Pejiño

Personal information
- Full name: Francisco Jesús Crespo García
- Date of birth: 29 July 1996 (age 29)
- Place of birth: Barbate, Spain
- Height: 1.77 m (5 ft 10 in)
- Position: Winger

Team information
- Current team: Eibar

Youth career
- Barbate
- Cádiz

Senior career*
- Years: Team / Apps / (Gls)
- 2015–2017: Cádiz B / 30 / (13)
- 2015–2016: → Los Barrios (loan) / 15 / (2)
- 2016: → Conil (loan) / 7 / (2)
- 2017–2018: Sevilla C / 25 / (8)
- 2018–2020: Sevilla B / 46 / (4)
- 2018: Sevilla / 0 / (0)
- 2020–2026: Las Palmas / 113 / (19)
- 2025: → Elche (loan) / 12 / (1)
- 2026–: Eibar / 0 / (0)

= Pejiño =

Spanish footballer (born 1996)

Francisco Jesús Crespo García (born 29 July 1996), commonly known as Pejiño, is a Spanish professional footballer who plays as a left winger for SD Eibar.

==Career==
===Cádiz===
Born in Barbate, Cádiz, Andalusia, Pejiño was a Cádiz CF youth graduate. On 16 July 2015, he was loaned to Tercera División side UD Los Barrios, and made his senior debut on 23 August of that year by coming on as a substitute in a 0–0 home draw against AD Ceuta FC.
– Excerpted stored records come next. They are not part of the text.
PR #159, opened 2021-05-12
Expand Landsat prep script to support USGS level 2

joestasks:
Please review L2 related changes.


eodatasets3/prepare/landsat_l1_prepare.py
```diff
@@ -85,13 +101,16 @@
...
+    "st_b6": "st_b6",
     "6": "swir_1",
     "7": "swir_2",
     "8": "panchromatic",
     "9": "cirrus",
+    "st_b10": "st_b10",
     "10": "lwir_1",
     "11": "lwir_2",
     "quality": "quality",
+    "qa_aerosol": "qa_aerosol",
```
jeremyh: We want a human-readable name for these new bands for consistency with the others. (eg. we use “red”, not “b4”.) 

Might be worth seeing what names USGS use in their own docs? (@lanweiwang ?)

eodatasets3/prepare/landsat_l1_prepare.py
```diff
@@ -362,7 +430,7 @@ def prepare_and_write(
         for section, fields in _COPYABLE_MTL_FIELDS[collection_key]:
             for field in fields:
                 value = mtl_doc[section].get(field)
-                if value is not None:
+                if value is not None and p.properties.get(f"landsat:{field}") is None:
```
jeremyh: What was this extra “and” statement protecting against?

(it wont print a warning about setting a value twice if the value is identical, so if it’s needed there might be something fishy happening?)

jeremyh (commented):
Thanks Joe. It’s looking okay to me.

We’ll need some tests of its products before merge so we can track what its outputting, similar to the tests of [L1](https://github.com/GeoscienceAustralia/eo-datasets/blob/eodatasets3/tests/integration/prepare/test_prepare_landsat_l1.py) and others. Give a shout if you want an overview of how they work.

Note there’s a test failure below, it looks like L1 is failing.

(… and ideally clean-up the print/debug and commented-out statements before merge too 🙂 )

eodatasets3/prepare/landsat_l1_prepare.py
joestasks: This was due to multiple sections having the same property, but with different values because the level2 value, which is given precedence in the new logic if it exists, was then being overwritten by a level1 value. My thinking was that if the precedence logic is correct then the first value for something should be accurate.

eodatasets3/prepare/landsat_l1_prepare.py
joestasks: I'll post this query to Slack for you both...

joestasks (commented):
Am I on the right track with integration test? Have I chosen the correct example as a template and can they all be similar to this one; I just need to add the source data, images and expected YAML?

jeremyh:
> Am I on the right track with integration test? Have I chosen the correct example as a template and can they all be similar to this one; I just need to add the source data, images and expected YAML?

Yep!  It runs the packager with a sample input and checks the output matches expected. You’ll just need to take one of your existing datasets to use as the input, with images scaled down using the gdalmerge command as mentioned before (or anything similar)

tests/integration/conftest.py
```diff
@@ -25,6 +25,18 @@
     Path(__file__).parent / "data" / "LC08_L1TP_090084_20160121_20200907_02_T1"
 )
```
jeremyh: I'd rather keep all of this (the fixtures etc) in `test_prepare_landsat_l1.py`, as they're only used within that file. `conftest.py` is for globals to share across multiple test files and is already quite large.

(Feel free to ditch the extra "expect_*" function complexity too. And possibly inline the expected dictionaries completely into the tests without fixtures. That extra complexity existed because other tests are built with multiple packaging types and had to be constructed multiple times differently. But yours have just has one input and one output per test.)

jeremyh (commented):
Looks good :+1: 

It's mergeable as is, though I'd ideally like to keep a handle on test complexity a bit before it grows out of control.

tests/integration/conftest.py
joestasks: I have tidied the test cases, see what you think.

jeremyh (approved):
:+1:

joestasks:
Will now try to close, not sure if I will have permission to merge.

jeremyh:
Merged manually.

PR #161, opened 2021-05-13
Include constellation field in S2 data

jeremyh:
It and the Stac 'mission' field should be inheritable, too.


ohehir (approved):
I approve. I can't see any problems with these additions.
Aaron

PR #166, opened 2021-05-31
Add usgs metdata handling

alexgleith:


eodatasets3/assemble.py
```diff
@@ -103,6 +103,7 @@ class DatasetAssembler(EoFields):
         "landsat:collection_number",
         "landsat:landsat_product_id",
         "landsat:landsat_scene_id",
+        "landsat:scene_id",
```
jeremyh, line 106: We discussed this a bit in #136, but `landsat:landsat_scene_id` and `landsat:scene_id` are the same property, so I'd rather not duplicate them. We already have eo3 products using the first field name.

Previously when the Stac standard changed (with fields like platform, instrument) we kept our existing eo3 fields for consistency across eo3 products, and added the translation in the [Stac converter](https://github.com/GeoscienceAustralia/eo-datasets/blob/5529d5e9a69dea641e86ba7df5ddf2afaf59e8c5/eodatasets3/stac.py#L18-L31).  That way eo3 docs could stay consistent and stable, our existing code would continue to work, and the latest Stac changes would still be present on conversion.

Sticking to the original field name also means we wont need the [new logic below](https://github.com/GeoscienceAustralia/eo-datasets/pull/166/files#diff-50b29b9a54eb3d340c8a094efb3ec9c6f142098d9bffddb47728806d655c2446R439-R447), and we wont need different sets of metadata-types to handle the different field name choices across products ... which historically people have trouble with.

eodatasets3/assemble.py
```diff
@@ -219,6 +220,10 @@ def __init__(
             self.names = ComplicatedNamingConventionsDerivatives.for_c3_derivatives(
                 self
             )
+        elif naming_conventions == "deafrica_usgs_c2":
```
jeremyh: Should this just be a "deafrica" naming convention? It's not currently defining anything USGS/Landsat specific.

... otherwise we're going to be adding a separate one for every single deafrica product in the future, right?

eodatasets3/assemble.py
alexgleith: Seeing as the USGS STAC docs use `landsat:scene_id`, I think we should include it: https://landsatlook.usgs.gov/sat-api/collections/landsat-c2l2-sr/items

For future reference, properties looks like this:

```
"properties": {
"collection": "landsat-c2l2-sr",
"eo:gsd": 30,
"platform": "LANDSAT_8",
"view:off_nadir": 0,
"datetime": "2021-05-26T22:14:42.761182Z",
"eo:cloud_cover": 83.38,
"view:sun_azimuth": 33.74414161,
"view:sun_elevation": 14.29418577,
"eo:instrument": [
"OLI",
"TIRS"
],
"landsat:cloud_cover_land": 97.39,
"landsat:wrs_type": "2",
"landsat:wrs_path": "074",
"landsat:wrs_row": "093",
"landsat:scene_id": "LC80740932021146LGN00",
"landsat:collection_category": "T1",
"landsat:collection_number": "02"
},
```

eodatasets3/assemble.py
alexgleith: We might need one for deafrica_s2...

alexgleith: I think this will work for both WO and FC. I guess I'm happy to just call it `deafrica` for now, though. I'll change it.

eodatasets3/assemble.py
jeremyh: We might be talking past each-other a bit :slightly_smiling_face: 

My understanding:

- A document can be "eo3" or "stac" but not both. We explicitly have to convert between them already.
- The stac property name has changed from `landsat:landsat_scene_id` to `landsat:scene_id`   (as your point out: USGS uses that field name now), but eo3 documents are already published with the old name.
- This is the same scenario we faced with the `eo:platform`, `eo:instrument` etc fields.

We have two choices:

1. We can start using the new USGS name within `eo3` products, and the `eo3` world will be inconsistent. We will need extra logic to handle the two possible names in every place that reads them, and different ODC metadata types for different products.
or
2. Or we can keep the existing name in the `eo3` world and have our products be consistent. No extra logic, no extra metadata types. When converted to Stac it will convert to the new USGS name.

In _both_ cases our Stac docs will be consistent with USGS. 

In both cases we'll need to add the conversion to our Stac converter (because of old products).

The only decision is whether we want `eo3` to be consistent with itself, or to break it.

I prefer option 2. Our Stac documents will still all be valid and match USGS. We wont need extra code logic to handle both fields everywhere.

(Note: the list of properties in the code we're comment on are `eo3` properties, not Stac properties)

alexgleith: We could add this field as a special case here: https://github.com/opendatacube/odc-tools/blob/develop/libs/index/odc/index/stac.py#L17

My issue is that we already have 200,000 datasets indexed in DE Africa and we're about to add 800,000 more.

I guess I could re-index them including changing the `landsat:scene_id` to `landsat:landsat_scene_id` but I really think it's better to be consistent with the USGS metadata, in this case, rather than with Australian EO metadata.

jeremyh: Okay, if we've already published datasets with the second name we don't have much choice, we're already using both...

(It wasn't about Australia EO consistency but about ODC system consistency.)

alexgleith:
So you're happy @jeremyh?

eodatasets3/model.py
```diff
@@ -535,12 +540,25 @@ def for_s2_derivatives(cls, dataset: EoFields, uri=DEA_URI_PREFIX):
                 "odc:producer",
                 "odc:product_family",
                 "odc:region_code",
-                "odc:dataset_version",
```
jeremyh, line 538: The derivative naming conventions were added without tests, unfortunately. But I believe they fail without a dataset version because its [used in the folder name](https://github.com/GeoscienceAustralia/eo-datasets/blob/15a199a957998107fa3670fd3d6818f7400712a4/eodatasets3/model.py#L580)

(We have so many variants of naming conventions added by different groups that this is quickly becoming very unwieldly...)

jeremyh (commented):
We're going to have to clean-up these naming conventions variants at some point, so I'd like to make sure we have a test example of each one to avoid breaking it in the future.

Here's a quick test (suitable for `test_assemble.py`). Is the bottom what's expected? Note it swaps "platform" and "family" in the product name compared to other naming conventions.

```python
def test_africa_naming_conventions(tmp_path: Path):
    """
    Minimal fields needed for DEAfrica naming conventions
    """
    with DatasetAssembler(tmp_path, naming_conventions="deafrica") as p:

        # Just the fields listed in required_fields.
        p.producer = "digitalearthafrica.org"
        p.datetime = datetime(1998, 7, 30)

        p.platform = "landsat-7"
        p.region_code = "090081"
        p.product_family = "wo"
        p.processed_now()
        p.dataset_version = '2.3.4'

        dataset_id, metadata_path = p.done()

    metadata_path_offset = metadata_path.relative_to(tmp_path).as_posix()
    assert (
        metadata_path_offset
        == "wo_ls_2/2-3-4/090/081/1998/07/30/wo_ls_2_090081_1998-07-30.odc-metadata.yaml"
    )
```

It failed until I added producer, processing time and dataset version fields. So I think the required fields for the `deafrica` naming conventions should be this:
```python
required_fields=(
                "eo:platform",
                "odc:region_code",
                "odc:producer",
                "odc:dataset_version",
                "odc:product_family",
                "odc:processing_datetime",
            ),
```
(unless the above isn't what's expected)

jeremyh:
Oh wow, with no platform specified at all in that test it's marking it as "ls". I assume we don't want that. It's because the derivate code assumes platform is required.

Do we want to include platform in required fields? Or remove it from the name entirely if not specified?

jeremyh:
I believe the way DEA is going is to set multiple platforms for products like wo and fc.
```
p.platforms == ["landsat-5", "landsat-7"]
```

... and the naming conventions convert that into whatever group name fits, like "ls" or "s2".

alexgleith:
You're right, that was silly of me. Fixed to include `eo:platform`.

Not sure about multiple platforms... Stac SPEC says string, not array: https://github.com/radiantearth/stac-spec/blob/master/item-spec/common-metadata.md#instrument

jeremyh:
> Not sure about multiple platforms... Stac SPEC says string, not array: https://github.com/radiantearth/stac-spec/blob/master/item-spec/common-metadata.md#instrument

Yeah, ODC requires a string too. Some products were created that are derived from multiple, though, and started comma-separating them. Such as [wofs summary](https://explorer.dea.ga.gov.au/products/wofs_annual_summary/datasets/5f6df8d0-6979-456d-aec8-e511aa3d8d74).

It's now supported officially in eodatasets, and is converted/sorted etc automatically:

```
>>> # Set multiple platforms
>>> p.platforms == ["landsat-5", "landsat-7"]

>>> # ... which is still stored as a string:
>>> p.platform
'landsat-5,landsat-7'

>>> # ... `platforms` will always return the platform field as a sequence:
>>> p.platforms
{"landsat-5", "landsat-7"}
```

jeremyh (approved):

Issue #132, opened 2021-03-22
Can't use custom `eo:platform` metadata value


valpesendorfer:
I'm trying to create `eo3` dataset metadata for some MODIS data with the `DatasetAssembler`, and I'd like to include whether the data is from Terra or Aqua. The best fit in the metadata definition I've found is the `eo:platform` property.

But when I try to pass in a platform code, I get a `NotImplementedError`, raised in:

https://github.com/GeoscienceAustralia/eo-datasets/blob/e07a3e87e6d6990ef3a6045784930bbb49455bfd/eodatasets3/model.py#L337

and likely also in

https://github.com/GeoscienceAustralia/eo-datasets/blob/e07a3e87e6d6990ef3a6045784930bbb49455bfd/eodatasets3/model.py#L356

meaning I can't use any platform name that doesn't start with `sentinel-1`, `sentinel-2` or `landsat`. 

Is there any reason the `DatasetAssembler` can't just use the user defined platform code if it doesn't match S1/S2/LS ?

jeremyh:
Thanks for the report @valpesendorfer .

In develop, built-in abbreviations are now extensible.

You can also [set abbreviations manually](https://eodatasets.readthedocs.io/en/latest/#eodatasets3.DatasetPrepare.names):
```python
p.names.platform_abbreviated = "ls"
p.names.instrument_abbreviated = "e"
```

PR #171, opened 2021-06-04
Restructure internals for separate naming, metdata and serialisation apis

### LINKED ISSUE #128: Add support for retrieving a  `DatasetDoc` from `DatasetAssembler`
I'd like to add support for getting a `DatasetDoc` from `DatasetAssembler`. Maybe this could be done with something as simple as:

```python
class DatasetAssembler:
     ...
    def done(..., write_metadata=True): # option to not write metadata to file
        ....
        self.dataset = DatasetDoc(...) # store dataset for user retrieva

```

What do you reckon @jeremyh?

### LINKED ISSUE #154: Add Public API for providing destination paths.
Implement a public API to provide destination paths (currently this function is not exposed publicly, but does exist).

This is required for [Statistician](https://github.com/opendatacube/odc-tools/tree/develop/libs/stats) to start using *eo-datasets* for metadata generation.

@Kirill888

### LINKED ISSUE #155: Allow creation of dataset metadata in memory
Allow creation of dataset metadata in memory, so that a separate tool can handle writing the data itself.

Datacube  [Statistician](https://github.com/opendatacube/odc-tools/tree/develop/libs/stats) handles efficient writing to Object Stores and compressing to GeoTIFF itself, but to avoid duplication and incompatibilities we would like to use eo-datasets for the metadata document generation.

This assumes data/COGs/TIFs are already in place.

This may be a duplicate of #128 , I'm not sure.

@Kirill888

jeremyh:
This is a rather large restructure of how we represent our various naming conventions, docs, metadata and internal structure.

Several inner modules of eodatasets3 are now cleaned-up, public and documented:

### New features

- Ability to create datasets and everything entirely in memory: [example](https://jez-eod3.readthedocs.io/en/latest/#creating-documents-in-memory) 
    - (closes #155?) 
    - (closes #128)
- Ability to do file+name generation by itself (such as to determine if a dataset already exists): [example](https://jez-eod3.readthedocs.io/en/latest/#generating-names-paths-alone) 
    - (closes #154?)
    - Ability to calculate those file paths as URLS (`s3:// ... `), but the writer cannot yet write to remote URLs.
- All <sup>(?)</sup> magic is now optional. Names and properties will only be computed if not set manually. Examples:
    - Set custom abbreviations (among other things) to use in name generation: `p.names.platform_abbreviation = 's2'` ([eg](https://jez-eod3.readthedocs.io/en/latest/#naming-things-yourself))
    - Set paths rather than using naming conventions: `p.names.dataset_folder = ...` ([eg](https://jez-eod3.readthedocs.io/en/latest/#eodatasets3.DatasetPrepare.names))
    - Set a geometry rather than it being calculated: `p.geometry = my_shapely_geometry` ([eg](https://jez-eod3.readthedocs.io/en/latest/#avoiding-geometry-calculation))
    - Provide own pixel/grid information in `note_measurement(grid=...)`
    - Measurement file paths can be specified manually in `write_measurement(...)` (and similar ) ([eg](https://jez-eod3.readthedocs.io/en/latest/#eodatasets3.DatasetAssembler.write_measurement))
    - This also means we *wont need dedicated "naming_conventions"* for every single variation people want to use. They can set their own names if they have their own needs.
- There's now class `DatasetPrepare()`, which is like DatasetAssembler, but for  _only_ making a metadata file ([doc example](https://jez-eod3.readthedocs.io/en/latest/#writing-only-a-metadata-doc)). It avoids the extra packaging complexity. It's a drop-in replacement for `DatasetAssembler()` without the `write_*()` methods.
- Public [serialise](https://jez-eod3.readthedocs.io/en/latest/#reading-writing-yamls) module for reading/writing formatted documents, and related types.

### Repository changes

- `DatasetAssembler` has been split in two. It's simpler, with its metadata logic moved to the super-class `DatasetPrepare`
- Internally, locations are now stored as URLs in anticipation of remote-write support in the future 
    - (to backport features from #62).
- A large reorganisation of how our naming conventions are represented. This unpicks the copy-and-pasted code between them (with minor variations), and their differences are more obvious. (it makes the inconsistency of our naming conventions names rather stark, though :)  
    - (#132)
- Vastly expand the read-the-docs documentation, with more usage examples (and inner doctests, run within Github Actions), fixed broken links (turned on "nitpicky" mode, so they're warnings now).
- Added docs for many of the utility types used by the apis. DatasetDoc, GridSpec, exceptions

### Deprecations

- `DatasetAssembler()` now has a deprecation warning for users producing only a metadata doc. They should change it to `DatasetPrepare()`.
- `add_accessory()` is renamed to `note_accessory()`, with deprecation warning. Identical API, but this matches the name of similar functions.

Possible incompatibilities

- The `dataset_location` parameter is now expected to be the same as the ODC's dataset location. ie. it's usually a metadata path. Previously this was a folder that contained the dataset. I think using the same logic as ODC is a better idea.
- The concept of sub-datasets has been removed (multiple differently-named file sets within one dataset). This added a lot of complexity, was only used by ARD, and niche behaviour like this can now be implemented externally using the naming apis.

:heavy_check_mark: All packaging tests still pass, and new ones added.


omad (approved):
Thanks Jeremy, this looks amazing. However...

It's grown far too large for me to meaningfully review. The documentation and test coverage look really good, so I think we merge this, and start trying to use the new APIs, and if we have any troubles come back and address them then.

PR #173, opened 2021-06-25
Fix allow-absolute, and tell people how to embed locations

### LINKED ISSUE #91: Add DatasetAssembly support for outputting the `location` field
The eo3 format added the ability to include the location of a dataset inside the metadata, and datacube 1.8.2+ will use this value instead of the metadata's own location when it is provided.

eo-datasets can parse this field, and keeps track of locations, but the DatasetAssembler API doesn't currently have an option to write it into the document.

Ideally we want to add this before people start using the old workarounds in new products, such as using absolute paths in bands (which eodatasets currently warns about but does not provide an alternative to).

jeremyh:
People often ask on Slack how to write a metadata document that doesn't sit in the same location as their data.

This [adds a section to the documentation with an example of doing this](https://jez-eod3.readthedocs.io/en/latest/#separating-metadata-from-data).

Also includes related changes:

- fixes `allow_absolute_paths=True`, which evidentially didn't have a test in our repository (none of our products used absolute paths...). The doctest now exercises it.
- Changes the default `dataset_location` to be a folder with ending slash, instead of a metadata file, since this will work with more use cases:

       From: 's3://dea-public-data-dev/collections/ls7_nbar/2014/04/05/ls7_nbar_2014-04-05.odc-metadata.yaml'
         To: 's3://dea-public-data-dev/collections/ls7_nbar/2014/04/05/'
The dataset location was never previously output, so we can change this without breaking backwards compat.
- Closes #91

### DIFF
--- a/docs/conf.py
+++ b/docs/conf.py
@@ -20,6 +20,16 @@ nitpicky = True
 # Show warnings on page so people want to fix them more.
 keep_warnings = True
 
+doctest_global_setup = """
+import numpy
+import tempfile
+from uuid import UUID
+from datetime import datetime
+from affine import Affine
+from rasterio.crs import CRS
+from pathlib import Path
+"""
+
 extensions = [
     "sphinx.ext.autodoc",
     "sphinx.ext.autosummary",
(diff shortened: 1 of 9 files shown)


omad (approved):
Thanks Jeremy!

PR #178, opened 2021-07-05
Use ODC's own doc reader in `eo3-validate`

jeremyh:
This way we can support all the same file extensions (eg. `.yaml.gz`), as well as external URLs:
```
❯ eo3-validate https://explorer.dea.ga.gov.au/products/ga_ls_fc_3.odc-product.yaml
 ```


uchchwhash (approved):
LGTM!

PR #188, opened 2021-07-20
Add USGS C2 RMSE fields

alexgleith:
I didn't namespace these. I _could_, but I didn't. Do you think I should?


jeremyh:
They do look like they should be namespaced, but if USGS is using those field names we’re stuck with them, presumably?

alexgleith:
Well... these ones are custom fields that I added manually to the STAC doc. They're lifted out of their MTL.json file. So I can rename them.

Do you think it's worth adding a `landsat:` to the front of them?

jeremyh:
Yep, we did that with the other mtl fields: “landsat:” in front of the given name. So it sounds good to me for consistency.

jeremyh (approved):

PR #189, opened 2021-07-21
Allow skip properties to add_source_dataset

supermarkion:
Add inherit_skip_properties list to add_source_dataset(). 

Some properites should not be inherited directly from source datasets in odc-stats. E.g. gqa:mean_x. 

We add this inherit_skip_properties list to allow the users to skip some properties.


supermarkion:
Give me moment to fix lint.

PR #190, opened 2021-07-21
Feature/odc stats integration

supermarkion:
Add a feature which allows specifying a list of extra property names that shouldn't be inherited when adding source datasets.

This is required for summary datasets. They have a large list of source datasets, and need to not inherit per dataset metadata like GQA, extents and more. E.g. gqa:mean_x.

Add an `inherit_skip_properties` argument to `DatasetPrepare.add_source_dataset()`, of type `Optional[List[str]]`.

### DIFF
--- a/eodatasets3/assemble.py
+++ b/eodatasets3/assemble.py
@@ -553,6 +553,7 @@ class DatasetPrepare(Eo3Interface):
         classifier: Optional[str] = None,
         auto_inherit_properties: bool = False,
         inherit_geometry: bool = False,
+        inherit_skip_properties: Optional[str] = None,
     ):
         """
         Record a source dataset using its metadata document.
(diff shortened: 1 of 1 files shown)


omad (approved):
Looks good to me Sai. I've included the new argument in the docstring and fixed the typespec.

What do you think @jeremyh ?

jeremyh:
That sounds okay to me. I'm mildly iffy about making this a blocklist rather than a allowlist. Say, a new gqa property was added, it would start leaking through to the downstream products, and they'd need to be updated with new block lists. Would it better to just be explicit in which properties we want on the current dataset? I'm not sure.

omad:
> That sounds okay to me. I'm mildly iffy about making this a blocklist rather than a allowlist. Say, a new gqa property was added, it would start leaking through to the downstream products, and they'd need to be updated with new block lists. Would it better to just be explicit in which properties we want on the current dataset? I'm not sure.

That's a good point! It would have to be a new field in datasets, as well as a new field in the current list of fields to copy...

My concern was along similar lines, in that it gets hard to reason about what's going on when you combine inclusion and exclusion lists.

omad:
@supermarkion How would you feel about converting this to be a white list instead of a black list?

supermarkion:
> @supermarkion How would you feel about converting this to be a white list instead of a black list?

I fully agree the allow+skip bundle is bad. 

However, the current allow list is a build-in list in EO3 library. Expose the allow-list will force all the current users to maintain their own column list.

PR #269, opened 2022-09-19
inherit setuid/setgid permissions in output folders

jeremyh:
If a folder has the setuid/setgid permissions bits set, then our own subfolders inside them should have it too.

The lack of these bits has caused permissions issues on NCI, where files must be set to the correct group differnetly for each storage location.


dunkgray (approved):
Ha ha, needed that extra 7.

PR #273, opened 2022-10-16
Add filtering test case for older S2 datasets

jeremyh:
.... and improve test error messages for wagl failures.


uchchwhash (approved):
Looks good to me!

PR #274, opened 2022-10-20
Improve stability of Docker container, bump dependencies

jeremyh:
We freeze most python dependencies in Docker, but not the build libraries. They've gotten out of sync and dependency-update no longer works.

- Freeze the build dependencies to prevent this again.
- Ensure `python-gdal` matches base system `gdal`
- Make the `dependency-update` command always update things. It incorrectly used cached versions.
- Bump all dependencies.
- Update tests that were too specific to pyproj versions


omad (approved):
Looks reasonable Jeremy.

I feel like maintaining all these requirements and environment combinations are too complex.

Is it actually worth maintaining a separate Docker Image here?

PR #275, opened 2022-10-24
Select datastrip files for the current granule

jeremyh:
Add code to decide between multiple datastrip files.

Some S2 files we're seeing have multiple datastrips in them (not just multiple granules).

The new code will read all datastrip metadata files to find which one contains the current tile (granule), and only use it.


uchchwhash (approved):
LGTM! Thanks @jeremyh

PR #278, opened 2022-10-31
Limit granule search to granules with imagery

jeremyh:
We've found some S2 datasets which have "null" granule folders. They contain no imagery files. 

To avoid this, we're limiting the granule-listing to only include granule names containing imagery.
    
This also includes a test: I've expanded a test dataset to contain a similar "null" folder.


dunkgray (approved):
Cool. That's great that there's a test, thanks.

PR #296, opened 2023-02-24
Prepared S2 L1 filters that fail indexing should be cleaned up

jeremyh:
We shouldn't leave files around if indexing fails, as this prevents retry of the dataset.

(reported by Duncan)


dunkgray (approved):
looks good.  Have you tested that it works?

jeremyh:
Yep, I've tested variations locally: when overwriting and not overwriting files

dunkgray:
Cool, thanks

PR #299, opened 2023-03-28
add platform for derived as folder part

### LINKED ISSUE #298: destination_folder only supports baseline products and not derived products
destination folder path example works fine for baseline products,  when it comes to derivated products that are processed based on baseline products, it isn't flexible enough to avoid conflict.
```
        Example: ``"ga_ls8c_ard_3/092/084/2016/06/28"``
```

i.e. when both `ls7` and `ls8` passes on the same region on the same day, both tiles will produce the same `region/time` path and the first processed dataset will be lost when the second dataset is processed for the same region and day.

**Proposed solution**: to add platform as part of the path

https://github.com/opendatacube/eo-datasets/blob/develop/eodatasets3/names.py#L293

pindge:
Fixes: #298 

addes `platform abbrev` to end of the dataset folder path if its c3 derivative product.


jeremyh:
As is discussed on Teams, the approval for this as a change is going through other channels, as eo-datasets is just following the upstream "naming conventions" documents that were made.

If it is approved, though, we should probably make this a different `naming_conventions="blah"` variant, rather than modfiying the existing one and breaking backwards compatibility. Products can then choose the move to the new one rather than have datasets start appearing in unexpected places.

Pejiño scored his first two senior goals on 4 November 2015 in a 4–3 home win against CD Utrera. The following January, he terminated his loan and moved to fellow fourth division side Conil CF, also in a temporary deal.

Pejiño returned to Cádiz during the 2016–17 campaign, and was assigned to the reserves in the regional leagues. On 18 September 2016, he scored a hat-trick in a 7–0 Primera Andaluza home rout of CD Pinzón.

===Sevilla===
On 26 July 2017, free agent Pejiño signed for Sevilla FC and was assigned to the C team, also in the fourth division. The following 4 February he made his professional debut with the B-side, replacing Giorgi Aburjania in a 0–1 home loss against SD Huesca in the Segunda División.

On 26 June 2018, Pejiño renewed his contract with the Nervionenses until 2022, being definitely promoted to the reserve squad now in the Segunda División B. He made his first-team debut exactly one month later, replacing Pablo Sarabia in a 4–0 UEFA Europa League home win over Újpest FC.

Pejiño featured sparingly in the main squad under Pablo Machín, but went on to appear exclusively for the B-side after the manager's dismissal. On 23 June 2020, he terminated his contract with the club.

===Las Palmas===
On 27 August 2020, Pejiño signed a two-year deal with UD Las Palmas in the second division. He scored a career-best seven goals during the 2022–23 season, helping his side to achieve promotion to La Liga.

Pejiño made his debut in the top tier of Spanish football at the age of 27 on 18 August 2023, playing the last 26 minutes in a 1–0 away loss to Valencia CF. He scored his first goal in the category on 17 December, netting the opener in a 1–1 home draw against Cádiz CF.

On 3 February 2025, after featuring in only one league match during the first half of the campaign, Pejiño moved on loan to Elche CF until the end of the second-tier season. Upon returning, he featured sparingly before leaving the club in June 2026, as his contract expired.

===Eibar===
On 3 July 2026, free agent Pejiño agered to a two-year deal with SD Eibar, still in division two.